Il faut réaliser que nous sommes, aujourd’hui, dans une situation beaucoup plus fragile et beaucoup plus tendue, à Washington même, que celle où l’on se trouvait au temps du Vietnam. Toutes les institutions, et notamment la présidence, voient leur autorité dégradée. Tous les groupes de pression se renforcent. Les militaires ont un poids considérable, et ils deviendraient d’une puissance formidable s’il s’agissait d’intervenir contre une politique belliciste suscitée par Israël, selon le scénario très envisageable de la “crise de diversion” vers l’Iran en plus de l'actuelle, – d’autant plus envisageable si l’on tient compte de la psychologie, ou plutôt de la pathologie paranoïaque de Netanyahou. Dans de telles conditions, une “intervention constitutionnelle” des militaires paraît très possible et elle constituerait un formidable choc à l’intérieur du régime du système de l’américanisme.
Effectivement, en considérant l’actuelle crise Washington-Israël, il est impératif d’avoir la dimension iranienne à l’esprit, ce passage vers une “crise de diversion” avec l’Iran, qui deviendrait la crise principale.
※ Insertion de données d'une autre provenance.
PR #531, opened 2023-09-19
fix(image): support upload jog images

buttercannfly:
Currently, answer don't support upload JPG image, it will be blocked at decode stage


buttercannfly:
before change the IsSupportedImageFile function, it will fail
Screenshot2023_09_19_153552
after changing, it successfully uploaded
image

Issue #590, opened 2023-10-27
License breaks helm chart


mortenbirkelund:
**Describe the bug**
After adding the license header in https://github.com/apache/incubator-answer/commit/3d2187d8491d582a41481e8a52f142e2750e500e
the helm chart doesn work anymore, because the apiversion of the serviceaccount is being mistakenly seen as a comment. 

Removing the license header, and then the chart works again. This only happens in the service account, because it is the only one that is deployed conditional depending on the values. 

https://github.com/apache/incubator-answer/blob/main/charts/templates/serviceaccount.yaml

See an explanation here: 
https://github.com/argoproj/argo-helm/issues/507#issuecomment-793127686

**To Reproduce**
1. Go to the charts directory
2. run ```helm template .```

**Expected behavior**
The serviceaccount rendered correctly
![image](https://github.com/apache/incubator-answer/assets/8955039/7f03975a-83f8-4d9b-8406-eaa0009cb874)

**Screenshots**
The serviceaccount is missing the apiversion, because it is seen as a comment
![image](https://github.com/apache/incubator-answer/assets/8955039/ef633c6b-1a43-4564-ac4d-c6c8a0fb2e27)

**Platform (please complete the following information):**
 - Device: [e.g. Desktop, Mobile]
 - OS: [e.g. macOS]

mortenbirkelund:
Explanation can be seen here
https://github.com/helm/helm/issues/4191

Can be solved by changing
```{{- if .Values.serviceAccount.create -}}```

to
```{{ if .Values.serviceAccount.create -}}```

PR #591, opened 2023-10-28
fix: License breaks helm chart

sy-records:
fix apache/incubator-answer\#590


mortenbirkelund:
I was mistaken. The same thing goes for the hpa, pvc and ingress. They are also conditional are are giving the same errors

LinuxSuRen (commented):
I'm wondering if it's possible to have a way to test aginst it automatically. For example, doing a lint or a dry run something.

LinuxSuRen:
By the way, test the Helm chart via e2e testing might be a good choice. During the e2e testing, it can install the Helm in k3s or other small Kubernetes distribution.

tisonkun (approved):
Thank you!

PR #611, opened 2023-11-04
refactor: remove redundant `len` and `nil` check

Juneezee:
From the Go specification (https://go.dev/ref/spec#For_range):

> "1. For a nil slice, the number of iterations is 0."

Et cela se ferait, occurrence remarquable, alors que les militaires se trouveraient dans une situation d’unité objective inattendue. (En cela, on peut juger que le caractère déséquilibré et excessif de Netanyahou lui a peut-être fait commettre une faute. En rajoutant le maximalisme anti-palestinien au maximalisme anti-iranien, il provoque un rapprochement entre le clan Mullen-Navy et le clan Petraeus-McChrystal. C’est d’une habileté douteuse.)
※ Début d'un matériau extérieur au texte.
PR #614, opened 2023-11-07
fix: issue-609

### LINKED ISSUE #609: The description of first post in Revision select is unclear
**To Reproduce**

Edit question/answer/tag:
1. Select 'revision'
2. The first revision's description is "Edit xxx" 

**Expected behavior**

The first revision's description is "Add xxx"
- Add question
- Add answer
- Add tag

**Screenshots**

image

kelvinkuo:
fix #609

### DIFF
--- a/i18n/nl_NL.yaml
+++ b/i18n/nl_NL.yaml
@@ -463,8 +463,7 @@ ui:
   edit_tag:
     title: Edit Tag
     default_reason: Edit tag
-    default_first_reason: Add tag
-    default_first_reason: Add tag    form:
+    form:
       fields:
         revision:
           label: Revision
@@ -508,7 +507,6 @@ ui:
   edit_answer:
     title: Edit Answer
     default_reason: Edit answer
-    default_first_reason: Add answer
     form:
       fields:
         revision:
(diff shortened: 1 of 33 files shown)


i18n/nl_NL.yaml
```diff
@@ -463,7 +463,8 @@ ui:
   edit_tag:
     title: Edit Tag
     default_reason: Edit tag
-    form:
+    default_first_reason: Add tag
+    default_first_reason: Add tag    form:
```
shuashuai, line 467: It’s repeated here. You need to modify it. Also pay attention to the format.

shuashuai (changes requested):
First of all, thank you very much for your contribution. What you need to know about i18n files and how to contribute.

Our translation uses [crowdin](https://crowdin.com/project/answer), so if you contribute by changing the language file in the code, then you only need to change en_US.yaml, other files will be overwritten after they are synchronized on crowdin.

kelvinkuo:
@shuashuai Thanks for your expaination, please review one more time.

shuashuai (approved):
That's great,we will merge this PR as soon as possible.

Ainsi se trouve-t-on dans une situation où existe la possibilité d’une crise majeure au sein même du régime à Washington. L’on voit mal comment Obama, s’il se trouvait dans une situation où la crise iranienne s’ajouterait à la crise palestinienne dans ses relations avec Israël, pourrait s’avérer capable de contenir la poussée des militaires. C’est là qu’on mesurerait combien son indécision et son goût du compromis auraient mis en place les conditions d’une crise interne majeure à Washington.
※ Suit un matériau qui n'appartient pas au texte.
PR #618, opened 2023-11-10
support tag search for synonyms

### LINKED ISSUE #587: tag search need support for synonyms
**Describe the bug**

https://meta.answer.dev/tags

I set "k8s" as a synonym for "kubernetes". When I search "k8s" in `/tags` page, there is no results.

**To Reproduce**

1. Go to `/tags`
2. Click on "filter by tag name", type `k8s`
3. See no result

**Expected behavior**

Return tag "kubernetes", like search tags in "ask question" page

kelvinkuo:
fix #587 

This commit adds 1 or 2 db query for synonyms tag.

- no more query, when the slugName == ""
- 1 more query if slugName not matches any tag or slugName is not a synonyms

Aujourd’hui, Obama et Washington sont pris entre les diverses contradictions d’une politique extérieure mélangeant des politiques radicales, des alliances et des soumissions avec des groupes puissants dont les intérêts s’opposent, sur des questions pressantes qui sont toutes à potentialité explosive. Le système occidentaliste et américaniste, dans lequel on mettra aujourd’hui les militaires et leurs pressions grandissantes, et les Israéliens avec leurs exigences, se trouve dans des eaux dangereuses.